Asymmetric warfare: Spain and 9/11

Asymmetric warfare: Spain and 9/11


Al-Qaida blew up those trains, a fact the just-ousted leadership of Spain and the Bushies apparently still can’t quite grasp. The attack was precisely 2 1/2 years to the day after 9/11, it deliberately targeted innocents, was meticulously planned and executed, and al-Qaida has claimed responsibility for it. Hello?


Yet conservatives in Spain tried to blame Basque separatists, even after it was obvious they weren’t responsible. So the election blew up in their faces, as Spaniards, who opposed to sending troops to Iraq by a whopping 90% margin, voted against the incumbent conservatives saying, if you hadn’t gotten us into this insane war, the train bombings wouldn’t have happened, so, we will remove you from power. 


Chalk up another victory, however unexpected, for asymmetric warfare.


asymmetric warfare (definition from WordSpy)



Warfare in which the combatants have markedly different military capabilities and the weaker side uses non-standard tactics such as terrorism.


Example Citation:


“The conflict is an example of asymmetric warfare, which does not match the relatively even strength of two conventional military forces. It occurs when a weaker combatant uses nontraditional weapons and strategy in order to obtain a fighting advantage over a stronger opponent.


The Palestinians are employing asymmetric tactics in order to achieve concessions from a conventionally stronger Israeli opponent, Cordesman says, attacking Israeli settlements, detonating car bombs, using the media as a ‘political weapon,’ and even hacking Israeli computers.”


This is a much-discussed topic in military circles. Overwhelming force doesn’t work well, if at all, against a shadowy entity like al-Qaida because the US a) barely knows who they are, much less *where* they are, b) relies way too heavily on spy gadgetry, and too little on infiltration, to find them, c) believes it could win by blowing them all up – once they find them, that it. In fact, such an approach often backfires, driving moderates to the other side(s).

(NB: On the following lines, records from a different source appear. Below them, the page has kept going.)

PR #189, opened 2021-03-03
[FIX] stock_dynamic_routing_reserve_rule: fix Reservation Rules

carlosserratoro:
Button to access the reservation rules from a dynamic routing
crashed because of a bad name in a field, probably because of
an old refactoring.


ajaniszewska-dev (approved):

sebalix (approved):
Indeed, it was done here: https://github.com/OCA/stock-logistics-warehouse/pull/1013

PR #190, opened 2021-03-03
[13.0] shopfloor_mobile: split core -> shopfloor_mobile_base

simahawk:
In this episode:

* shopfloor_mobile: moved core features to shopfloor_mobile_base (only WMS related stuff remains in shopfloor_mobile)
* add page_registry -> register your own page routes and automatically collect setting pages
* add utils registry -> register your own utils to be used everywhere in components
* add config registry -> easily plug computed / reactive root config properties that are stored in local storage too
* add shopfloor_workstation_mobile (offers a good example on how to add new config options)
* add shopfloor_example: originated from shopfloo_mobile_custom_example, offers a complete example on how to define your own process
* login required by route param
* profile required by route param
* misc fix/imp

TODO: adjust READMEs and any other small glitch.
Replaces #175

PR #191, opened 2021-03-05
[14.0][MIG] shopfloor_base

hparfr:


rvalyi (approved):
shopfloor_base doesn't depend on anything that changed between v13 and v14, hence the migration is trivial. So I approve.

simahawk (approved):
skimmed through last commits: all good.

This is the next one: https://github.com/OCA/wms/pull/190
It contains some small fixes for backend as well :wink:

Here’s why the US approach doesn’t work – from an article on the Spain bombings.:



One alarming reason why most western intelligence agencies appear to have accepted the theory that Eta <Basque separatists> was responsible was that they had no information about an increase in al-Qaida activity. They say there was no “chatter’ – an increase in intercepted communications and other signs – to suggest an al-Qaida attack in Europe was imminent. “Our understanding of al-Qaida is not as it should be,” one well-placed source admitted.


Translation: National Security Agency spy satellites didn’t find any increased activity in cell phone, email, fax, and other such communications by those thought to be al-Qaida, hence they concluded al-Qaida couldn’t have been planning anything. I find this ‘logic’ to be nearly comatose, as if a spy bird could ever tell the US military everything it wants to know, as if al-Qaida isn’t smart enough to realize they’re being monitored and use alternate means of communications.


I read somewhere one of the biggest advantages Mexican drug cartels have is that the DEA, at heart, thinks they’re dealing with “dumb Mexicans”, when in fact the cartels are highly intelligent, quite capable, and may well have better technology than the DEA. I find this same arrogant attitude in the US insistence it can win wars solely with smart bombs and track Evildoers simply by using spy satellites.


In a Rand Corporation book, “Networks and Netwars. The Future of Crime, Terror, and Militancy” – which was written before 9/11- the authors discuss asymmetric warfare, as well as their larger topic, that underground organizations like al-Qaida are networks, not hierarchies. There is no head to chop off, something that hierarchies have deep trouble understanding. Killing bin Laden wouldn’t do much. In fact, several months ago, al-Qaida announced they’d morphed into new entities which would be unrecognizable to the West. The Spain bombings may be a demonstration of that.


The authors of “Networks and Netwars” have high security clearances, deal with top level military on a regular basis, and are hardly starry-eyed idealists. However, in the book they point out, the best – maybe the only way – way to win against an entity like al-Qaida, is to have a “better story”, to make people want to believe in your side of the story, not theirs.


And in that, the US is failing, and failing badly.